It is not a secret that organ transplants save lives. Unfortunately, a patient's body often rejects their new organ, causing them to need another transplant. Researchers at the University of Pittsburgh (Pitt) believe they have identified the cause of organ rejection.
Over 50% of transplant organs are rejected
Organ rejection occurs when the patient's Immune System recognizes the new organ as a threat and initiates an attack against it.
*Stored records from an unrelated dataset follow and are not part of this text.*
PR #550, opened 2019-10-08
BAU - fix to prevent modified container being added to the end of the…

SteveSugden:
… container list

### DIFF
--- a/app/controllers/declaration/SealController.scala
+++ b/app/controllers/declaration/SealController.scala
@@ -153,15 +153,15 @@ class SealController @Inject()(
           Future.successful(navigator.continueTo(routes.SealController.displaySealSummary(mode, cachedContainer.id)))
     )
 
-  private def updateCache(container: Container)(implicit req: JourneyRequest[AnyContent]) =
+  private def updateCache(updatedContainer: Container)(implicit req: JourneyRequest[AnyContent]) =
     updateExportsDeclarationSyncDirect(model => {
 
       val updatedContainers =
         model.containerData
           .map(_.containers)
-          .fold(Seq(container))(_.map {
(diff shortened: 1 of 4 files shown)


app/controllers/declaration/SealController.scala
```diff
@@ -159,7 +159,10 @@ class SealController @Inject()(
       val updatedContainers =
         model.containerData
           .map(_.containers)
-          .fold(Seq(container))(_.filterNot(_.id == container.id) :+ container)
+          .fold(Seq(container))(_.map {
+            case c if (c.id == container.id) => container
+            case x                           => x
```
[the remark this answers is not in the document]
SteveSugden: Good point.  And I've removed the unnecessary () before Ed gets on my case again!

app/controllers/declaration/SealController.scala
```diff
@@ -153,13 +153,16 @@ class SealController @Inject()(
...
 
-  private def updateCache(container: Container)(implicit req: JourneyRequest[AnyContent]) =
+  private def updateCache(updatedContainer: Container)(implicit req: JourneyRequest[AnyContent]) =
     updateExportsDeclarationSyncDirect(model => {
 
       val updatedContainers =
         model.containerData
           .map(_.containers)
-          .fold(Seq(container))(_.filterNot(_.id == container.id) :+ container)
+          .fold(Seq(updatedContainer))(_.map {
```
bambuchaAdm: Please move map logic for Containers object

SteveSugden: Good idea.

SteveSugden: Can you take a 2nd look @bambuchaAdm

PR #552, opened 2019-10-10
CEDS-1695 Showing data field for errors in rejected notifications screen

PatrykRudnicki:


test/views/RejectedNotificationErrorsViewSpec.scala
```diff
@@ -51,31 +52,48 @@ class RejectedNotificationErrorsViewSpec extends UnitViewSpec with Stubs with In
...
     "have correct title" in {
 
-      view.getElementById("title").text() mustBe messages("rejected.notification.title")
+      view().getElementById("title").text() mustBe messages("rejected.notification.title")
     }
 
     "have correct back link" in {
 
-      val backLink = view.getElementById("link-back")
+      val backLink = view().getElementById("link-back")
```
bambuchaAdm: can we extract default arg view render as variable and don't render it for each case ?

app/models/Pointer.scala
```diff
@@ -0,0 +1,42 @@
...
+      case Failure(_) => s
+    }
+  }.mkString(".")
+
+  override def toString: String = value
+}
+
+object Pointer {
+  implicit val format: Format[Pointer] = Format(
+    Reads(js => js.validate[JsString].map(string => Pointer(string.value))),
```
bambuchaAdm: Why not validate just asString ?

app/models/Pointer.scala
```diff
@@ -0,0 +1,42 @@
...
+    Writes(pointer => JsString(pointer.value))
+  )
+
+  def apply(value: String): Pointer = Pointer(value.split("\\.").toList)
```
bambuchaAdm: Please use option with `Char` not pattern based

test/views/RejectedNotificationErrorsViewSpec.scala
PatrykRudnicki: yup

app/models/Pointer.scala
PatrykRudnicki: don't know what you mean

test/views/RejectedNotificationErrorsViewSpec.scala
ed0906: Whats the harm?

app/models/Pointer.scala
bambuchaAdm: Sry i miss this with `replace(Char)` - split does not have split

test/views/RejectedNotificationErrorsViewSpec.scala
bambuchaAdm: Rendering 10x allocates big string 10x and puts unnecessary GC pressure on tests. Unless we expect that view render with same parameters give use different outcomes.

app/models/Pointer.scala
PatrykRudnicki: Changed

PR #553, opened 2019-10-10
CEDS-1802 Change order of columns on rejected notification page

PatrykRudnicki:
Added `thead` and `tbody` tags after discussion with design.

### DIFF
--- a/app/views/rejected_notification_errors.scala.html
+++ b/app/views/rejected_notification_errors.scala.html
@@ -35,21 +35,25 @@
     <span id="information">@messages("rejected.notification.information")</span>
 
     <table>
-        <tr class="table-row">
-            <th class="table-cell table-head">@messages("rejected.notification.header.fieldName")</th>
-            <th class="table-cell table-head">@messages("rejected.notification.header.errorCode")</th>
-            <th class="table-cell table-head">@messages("rejected.notification.header.errorDescription")</th>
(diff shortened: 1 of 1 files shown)


app/views/rejected_notification_errors.scala.html
```diff
@@ -35,21 +35,25 @@
...
-            <th class="table-cell table-head" id="rejected_notifications-row-@index-name">
-                @error.pointer.map(messages(_))
-            </th>
-            <th class="table-cell" id="rejected_notifications-row-@index-code">@error.code</th>
-            <th class="table-cell" id="rejected_notifications-row-@index-description">@error.description</th>
-          </tr>
-        }
+        <thead>
+            <tr class="table-row">
+                <th class="table-cell table-head">@messages("rejected.notification.header.fieldName")</th>
```
bambuchaAdm: please add class for columns names - like "field name" would be much easier to manage test

PatrykRudnicki: I'll add class name, but I can't agree that it'll be easier, those elements has unique id and `field-name` can be used somewhere in the css. I'll add `rejected-field-name` to be sure that this change doesn't change the view or doesn't apply styles that we don't want.

PatrykRudnicki: Changed

PR #554, opened 2019-10-10
CEDS-1804 Remove Option from id in ExportsDeclaration

bambuchaAdm:


app/connectors/CustomsDeclareExportsConnector.scala
```diff
@@ -50,14 +50,11 @@ class CustomsDeclareExportsConnector @Inject()(appConfig: AppConfig, httpClient:
 
   private val createTimer: Timer = metrics.defaultRegistry.timer("declaration.create.timer")
 
-  def createDeclaration(declaration: ExportsDeclaration)(implicit hc: HeaderCarrier, ec: ExecutionContext): Future[ExportsDeclaration] = {
+  def createDeclaration(declaration: ExportsDeclarationExchange)(implicit hc: HeaderCarrier, ec: ExecutionContext): Future[ExportsDeclaration] = {
```
ed0906: Hmmm this means other layers are now exposed to our request/response object

bambuchaAdm: To be true only layer expose for it is service layer which does not have logic at all (expect update modification time which should be moved to backend) - having brainless forwarding layer just to have it is little wired

bambuchaAdm: Moreover only thing that frontend require to pass full declaration is for creating amendment - if e would have endpoint on backend to manage this (eg. `POST /declarations/:id/amendment`) we won't have to transport all declaration things back and forward between backend and frontend.

PR #556, opened 2019-10-11
CEDS-1726 add and remove button hidden text

SteveSugden:


app/views/components/add_save_button.scala.html
```diff
@@ -18,10 +18,14 @@
...
     saveKey: String = "site.save_and_continue",
-    addKey: String = "site.add"
+    addKey: String = "site.add",
+    addHint: String = "site.add"
 )(implicit messages: Messages)
 
 <div class="section align='right'">
-    <button id="add" class="button--secondary" name="@Add.toString">@messages(addKey)</button>
+    <button id="add" class="button--secondary" name="@Add.toString">
+    <span aria-hidden="true">@messages(addKey)</span>
```
MaciejRewera: Nit: I think `span` should be indented

app/views/declaration/additional_fiscal_references.scala.html
```diff
@@ -60,13 +60,10 @@
...
-                                type="submit"
-                                class="button--secondary"
-                                formmethod="post"
-                                formaction="@routes.AdditionalFiscalReferencesController.removeReference(mode, itemId, elem)"
-                                value="@messages("site.remove")"
-                            >
+                            <button class="remove button--secondary" type="submit" formmethod="post" formaction="@routes.AdditionalFiscalReferencesController.removeReference(mode, itemId, elem)">
+                                <span aria-hidden="true">@messages("site.remove")</span>
+                                <span class="visuallyhidden">@{messages("declaration.additionalFiscalReferences.remove.hint", elem)}</span>
+                            </button>
```
MaciejRewera: Nit: It might be worth considering to create a dedicated template for secondary buttons?

app/views/components/fields/field_multiple_values.scala.html
```diff
@@ -27,7 +27,9 @@
     labelClass: Option[String] = None,
     input: Html,
     includeAddButton: Boolean = true,
-    valuePrefix: Option[String] = None
+    valuePrefix: Option[String] = None,
+    addHint: String = "site.add",
+    removeHint: String = "site.remove.hint"
 )(implicit messages: Messages)
```
MaciejRewera: Nit: This component's arguments list grew signifficantly. We might need to think about either splitting the component (as it might be doing too much things), or to somehow reduce the amount of parameters.

app/views/declaration/additional_fiscal_references.scala.html
SteveSugden: We already have the remove_button template that I tried to use here but that got rejected.  This 'button' is unique in that it defines a formaction.

app/views/components/fields/field_multiple_values.scala.html
SteveSugden: It's a sign that it had lots of configuration options.  Not sure what the solution is though.  Either the component is re-usable or we create multiple components for use on specific forms/pages

test/views/declaration/AdditionalInformationViewSpec.scala
```diff
@@ -143,7 +143,7 @@ class AdditionalInformationViewSpec extends UnitViewSpec with AdditionalInformat
       view.select("table>tbody>tr>th:nth-child(1)").text() mustBe "12345-12345"
 
       val removeButton = view.select("table>tbody>tr>th:nth-child(2)>button")
-      removeButton.text() mustBe messages(removeCaption)
+      removeButton.text() mustBe "site.remove site.remove.hint"
```
MaciejRewera: I got tricked by this, thinking it is single message. Could you split it into 2 lines and use for e.g. `include("...")`?

test/views/declaration/PreviousDocumentsViewSpec.scala
```diff
@@ -230,14 +230,14 @@ class PreviousDocumentsViewSpec extends UnitViewSpec with ExportsTestData with S
       view.select("form>table>thead>tr>th:nth-child(2)").text() must be("supplementary.previousDocuments.documentType.label")
       view.select("form>table>thead>tr>th:nth-child(3)").text() must be("supplementary.previousDocuments.documentReference.label")
       view.select("form>table>thead>tr>th:nth-child(4)").text() must be("supplementary.previousDocuments.goodsItemIdentifier.label")
-      view.select("form>table>thead>tr>th:nth-child(5)").text() must be("supplementary.packageInformation.remove")
+      view.select("form>table>thead>tr>th:nth-child(5)").text() must be("supplementary.previousDocuments.remove")
```
MaciejRewera: Do we have a better CSS selector for this, or not yet?

test/views/declaration/AdditionalInformationViewSpec.scala
SteveSugden: Could do.  But isn't it better to be more precise?  (I.e. use mustBe).   To be honest, I'm not 100% convinced of the value of tests like this.  I just fixed what I broke.

app/views/components/fields/field_multiple_values.scala.html
MaciejRewera: So maybe we could wrap all configuration params into one class and pass it then?

test/views/declaration/AdditionalInformationViewSpec.scala
SteveSugden: If we think it's worth testing the hint text separately then maybe we need to extract the text of the two spans contained within the button and test them separately?

test/views/declaration/PreviousDocumentsViewSpec.scala
SteveSugden: Don't know.  Was just fixing a typo.

PR #557, opened 2019-10-11
Add possibility to have multiple messages files for one language

MaciejRewera:


MaciejRewera:
This is not the consequence of a need, but to add the possibility. It is also to encourage us to start following this path.

PR #564, opened 2019-10-14
CEDS-1404 Add DocumentIdentifer hint

PauloPortugal:
also removed unused text messages


test/views/declaration/DocumentsProducedViewSpec.scala
```diff
@@ -56,10 +56,11 @@ class DocumentsProducedViewSpec
 
       val messages = instanceOf[MessagesApi].preferred(request)
       // FIXME Not used on view -> for remove this
```
PatrykRudnicki: Can you fix this TODO? Probably it's about unused messages in the view. If all below messages in view are used please remove this TODO

PauloPortugal: Ahhh! I did that, I just forgot to remove the comment.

Cancers and other biological toxins have proteins known as antigens on the surface of their cells. All cells have proteins which allow them to be recognized by neighboring cells. When an organ is rejected, the body has recognized its proteins as antigens. This, in turn, causes an immune reaction which leads to rejection of the organ. Organ rejection can lead to fever, nausea, difficulty breathing, and swelling of the organ and surrounding tissues.
In order to avoid rejection, physicians go through an extensive matching process to make sure the donor organ is as similar to the patient's as possible.
Despite best efforts, this is not always enough to guarantee that the organ will not be rejected. In order to further reduce the risk, patients are given a medication that prevents the new organ from activating the immune system. This drug is not 100% effective and has some serious side effects. These drugs weaken the immune system in an attempt to prevent rejection, but this also makes the recipient more susceptible to illnesses. Additionally, they can increase the risk or cancer, heart attacks, and stroke.
Even with these medications, 50% of organs are rejected within a decade of the transplant.
Pitt scientists build on current knowledge of the immune system to understand organ rejection
Researchers at the Thomas E.
Starzl Transplant Institute at the University of Pittsburgh partnered with scientists at the University of Toronto with the goal of examining the causes of organ rejection. The first step was an investigation into the human immune system. The immune system consists of organs such as the lymph nodes and the spleen that help the body to fight off disease. It can be split up into two major parts: the innate immune system and the adaptive immune system. The innate immune system is not specific to the pathogen. When it is activated, it creates responses that release chemicals into the blood and send out immune cells to fight the infection. The adaptive immune system is specific to the antigen. With an adaptive immune response, the antigen must be identified before creating immune cells that are designed to be able to kill that pathogen.
Previous research already identified the adaptive immune system's role in organ rejection. However, scientists were unsure about what caused the activation of the adaptive immune system in the first place. The adaptive immune system is activated in response to a signal made by the innate immune system. The innate immune system must be initiated in order for the adaptive immune system to be activated. Pitt researchers set out to discover what it is about organ transplants that cause the innate immune system to become activated.
Scientists performed organ transplants on mice and found a protein called SIRP-alpha which binds to the surface of white blood cells. Once this protein attached itself to the white blood cells, the innate immune system became activated.
In response to the activation of the innate immune system, the adaptive immune system was activated, which ultimately caused the organ to be rejected.
It is believed that differences in the SIRP-alpha protein between the original organ and the donor organ cause the immune system to become activated. Proteins vary from person to person. If the donor had a slightly different version of the SIRP-alpha protein then the recipient, the immune system would likely recognize it as a foreign invader and thus attack.
Fadi Lakkis, the scientific director of the Thomas E. Starzl Transportation Institute, says the next step for his team is to conduct a full genetic sequence of the SIRP-alpha protein in a variety of donors and recipients.
They will be looking to see if variations in this protein are linked to a higher rate of organ rejection. If scientists are able to prove that better SIRP-alpha matches lead to fewer organ rejections, it could completely change the way organ transplants are handled. People would be able to receive organs that were better matches, and as a result would be able to take smaller doses of the anti-rejection medications.